A block of mass M = 2m sits on a table and is attached to two other blocks, each having mass m, by strings passing over pulleys as shown (if you need picture let me know, one mass is hanging on the left and the other is hanging on the right). The coefficient of static friction between the large block and the table is 0.55 and the coefficient of kinetic friction between the large block and the table is 0.3. a) If M = 6 kg, what is the tension in the left string? b) What is the friction force on M? c) The string on the right is now cut. Describe in as much detail as you can the subsequent motion of all of the blocks. d) After the string is cut, what is the friction force on the large block?
Fnet = ma
Fsmax = musN
Fk = mukN
The Attempt at a Solution
I believe a and b are connected by principle.
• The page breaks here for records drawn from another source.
PR #814, opened 2026-08-18
perf(sort): give read-ahead depth to the file the merge is actually on

nh13:
Stacked on the instrumentation PR. The changes that moved wall clock, plus four pieces of hygiene found along the way — and an honest account of how much is left, because it turns out to be the more useful result.

**Every number below is a paired control and arm in one boot on one host.** `c7g.4xlarge`, `1kg-wgs-HG00096`, coordinate → template-coordinate, `--max-memory 512M --max-temp-files 1024 --temp-compression 1 --compression-level 1`, 779,820,469 records. `--max-memory` is per thread, so t8 spills 89 runs and t16 spills 44 — different merges, whose absolute walls are not comparable to each other.

## Result

Control is `main`, which now contains #806.

| | merge wall | consumer CPU | park | worker util | peak RSS |
| **t16** `main` | 174.6s | 74.3s | 97.8s | 51% | 9.599 GB |
| **t16** this PR | **157.7s (−9.7%)** | 113.0s | 44.2s | 57% | 10.568 GB |
| **t8** `main` | 197.2s | 75.4s | 121.6s | 89% | 4.813 GB |
| **t8** this PR | **189.8s (−3.8%)** | 187.8s | 1.4s | 93% | 9.344 GB |

`fgumi compare bams --command sort` reports **IDENTICAL** on the full 779,820,469 records — which is what licenses reading these gaps as overhead removed rather than work skipped.

**These are marginal figures for this PR alone.** An earlier draft of this work quoted −42.5% at t8; that was cumulative from before #806, which did the heavy lifting (326.5s → ~200s). This PR is the next 4.3% at t8 and 10.8% at t16.

## What it costs

**Peak RSS grows, and at t8 it nearly doubles: 4.813 → 9.344 GB (+94%). At t16 it is +10% (9.599 → 10.568 GB).** Phase 2 read-ahead is not charged against `--max-memory`, so this is real footprint on top of the budget, and it scales with the number of spill files rather than with the budget — t8 has 89 files against t16's 44, which is why the same change costs so much more there.

At t16 the growth is attributable: disabling only the predictive read-ahead returns RSS to baseline (9.594 GB against an uninstrumented 9.572 GB, measured on #806's pre-merge head). **So top-k is essentially all of the t16 growth — for −4.6% of wall.** The t8 split is not isolated; if a reviewer wants it attributed before merge, say so and I will run it.

Anyone sizing a host on `--max-memory` alone should know this. It is the hazard the sort sweep's own documentation warns about: a tighter budget spills more runs, so the widest merges land on the hosts least able to absorb them.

Now I'm under the belief that static friction is the friction that must be overcome in order to cause movement, and that kinetic friction is the retained friction opposing the force during movement. Yet for part A since the two masses hanging over the pulley are in direct opposition of each other it seems to me that the friction (in this case static) would be offset in both directions and therefore zero. So the force in T of the left string is = Fg for the hanging mass. Then for part b the force of friction on mass M, right now is 0. Yet he gives us static friction so it seems to me that either it's just there (cause in part c and d we'd be using kinetic friction I believe) or I'm missing something in my thought pattern.
Any help would be greatly appreciated as always! Thank you!